Problem to work on: The exercise asks you to copy every line below in which "having" appears.

Record extracts:
PR #1413, opened 2017-02-02
Support building on OSX 10.12

ellismg:
Since the host RID on OSX 10.12 (Sierra) was not listed in the table
of host rids to package rids, the build failed there.

While I was in the area, I added entries for other RIDs that could
come from different versions on RHEL.


gkhanna79:
Are we now having build machines for official builds to support this? Or, did you run into this on a local build @ellismg ?

gkhanna79:
Please also confirm that https://github.com/dotnet/core-setup/blob/53ccd9c957f3a47aa1a56051e286b9511e1e0248/src/corehost/cli/deps_format.cpp#L132 is returning the expected value.

ellismg:
> Are we now having build machines for official builds to support this? Or, did you run into this on a local build @ellismg ?

I hit it on a local build and did this to unblock myself.  AFAIK the build machines aren't on 10.12 (there's an internal thread about moving them forward, but no work has been done).

ellismg:
The get_own_rid function was doing the right thing.

PR #1425, opened 2017-02-02
Fix typo in crossgen inclusion

ericstj:
I was adding to _FileToPackage rather than _FilesToPackage.

I also needed to set NuGetPackageId as we use that for deduping later,
so I refactored how we find the runtime package a bit to make that
easier.

/cc @eerhardt

### DIFF
--- a/pkg/projects/Microsoft.NETCore.App/Microsoft.NETCore.App.depproj
+++ b/pkg/projects/Microsoft.NETCore.App/Microsoft.NETCore.App.depproj
@@ -23,9 +23,14 @@
   <Import Project="$([MSBuild]::GetDirectoryNameOfFileAbove($(MSBuildThisFileDirectory), dir.targets))\dir.targets" />
 
   <Target Name="GetFilesToPackage" DependsOnTargets="ResolveNuGetPackages" Returns="@(FilesToPackage)">
+    <ItemGroup  Condition="'$(NuGetRuntimeIdentifier)' != ''">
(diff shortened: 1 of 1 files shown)


pkg/projects/Microsoft.NETCore.App/Microsoft.NETCore.App.depproj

Finished exercise:
Are we now having build machines for official builds to support this? Or, did you run into this on a local build @ellismg ?
> Are we now having build machines for official builds to support this? Or, did you run into this on a local build @ellismg ?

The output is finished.